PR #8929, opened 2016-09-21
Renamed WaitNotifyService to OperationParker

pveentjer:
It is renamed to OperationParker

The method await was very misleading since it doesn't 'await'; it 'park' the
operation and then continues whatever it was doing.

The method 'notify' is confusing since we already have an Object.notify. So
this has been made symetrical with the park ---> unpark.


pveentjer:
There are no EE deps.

--

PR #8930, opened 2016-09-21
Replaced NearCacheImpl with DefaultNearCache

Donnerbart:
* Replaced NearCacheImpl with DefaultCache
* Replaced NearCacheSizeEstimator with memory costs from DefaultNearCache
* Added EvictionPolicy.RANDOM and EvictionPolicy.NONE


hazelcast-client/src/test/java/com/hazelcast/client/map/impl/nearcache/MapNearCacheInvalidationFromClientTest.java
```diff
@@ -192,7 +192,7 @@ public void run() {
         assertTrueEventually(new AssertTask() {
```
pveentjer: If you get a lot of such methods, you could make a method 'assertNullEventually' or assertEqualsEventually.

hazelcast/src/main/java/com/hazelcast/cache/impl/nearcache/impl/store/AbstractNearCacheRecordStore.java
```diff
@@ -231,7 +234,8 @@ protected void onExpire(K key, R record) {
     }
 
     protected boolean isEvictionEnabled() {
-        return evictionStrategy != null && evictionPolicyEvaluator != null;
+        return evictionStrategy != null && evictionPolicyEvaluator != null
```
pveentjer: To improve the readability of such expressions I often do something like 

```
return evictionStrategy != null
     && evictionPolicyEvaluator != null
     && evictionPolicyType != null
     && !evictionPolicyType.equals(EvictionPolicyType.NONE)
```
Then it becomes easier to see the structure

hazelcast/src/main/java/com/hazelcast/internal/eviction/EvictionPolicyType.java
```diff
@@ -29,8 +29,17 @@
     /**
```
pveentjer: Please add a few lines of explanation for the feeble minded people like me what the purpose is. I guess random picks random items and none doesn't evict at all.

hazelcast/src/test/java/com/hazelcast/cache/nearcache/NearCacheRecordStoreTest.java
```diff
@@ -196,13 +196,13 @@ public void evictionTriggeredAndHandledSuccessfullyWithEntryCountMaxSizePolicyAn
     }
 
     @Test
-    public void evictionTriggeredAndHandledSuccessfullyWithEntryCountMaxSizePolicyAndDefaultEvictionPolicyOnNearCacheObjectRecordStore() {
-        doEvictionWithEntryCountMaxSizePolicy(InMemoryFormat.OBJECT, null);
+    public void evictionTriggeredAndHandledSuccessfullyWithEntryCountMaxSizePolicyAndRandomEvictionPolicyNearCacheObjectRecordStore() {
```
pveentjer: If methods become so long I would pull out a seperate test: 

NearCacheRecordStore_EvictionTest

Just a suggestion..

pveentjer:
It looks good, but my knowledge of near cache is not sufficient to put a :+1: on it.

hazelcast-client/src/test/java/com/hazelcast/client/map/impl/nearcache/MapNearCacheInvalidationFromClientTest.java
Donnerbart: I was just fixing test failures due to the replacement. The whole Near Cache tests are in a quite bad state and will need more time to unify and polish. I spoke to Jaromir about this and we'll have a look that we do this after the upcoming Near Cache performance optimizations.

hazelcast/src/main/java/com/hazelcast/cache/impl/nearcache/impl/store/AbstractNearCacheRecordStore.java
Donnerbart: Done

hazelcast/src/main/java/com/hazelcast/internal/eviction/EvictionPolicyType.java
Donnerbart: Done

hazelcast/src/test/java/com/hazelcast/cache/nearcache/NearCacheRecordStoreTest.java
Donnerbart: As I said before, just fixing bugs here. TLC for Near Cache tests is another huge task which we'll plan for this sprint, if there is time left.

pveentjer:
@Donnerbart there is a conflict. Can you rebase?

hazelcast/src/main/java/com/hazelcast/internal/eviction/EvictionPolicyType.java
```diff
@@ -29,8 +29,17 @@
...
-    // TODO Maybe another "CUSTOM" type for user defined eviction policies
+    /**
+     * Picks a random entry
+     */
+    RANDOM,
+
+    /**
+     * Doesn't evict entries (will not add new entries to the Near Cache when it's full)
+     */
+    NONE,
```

▸ **Task instructions**: In the material above, please find every line that includes the word "time" and copy it.

▸ **Answer section**:
Donnerbart: I was just fixing test failures due to the replacement. The whole Near Cache tests are in a quite bad state and will need more time to unify and polish. I spoke to Jaromir about this and we'll have a look that we do this after the upcoming Near Cache performance optimizations.
Donnerbart: As I said before, just fixing bugs here. TLC for Near Cache tests is another huge task which we'll plan for this sprint, if there is time left.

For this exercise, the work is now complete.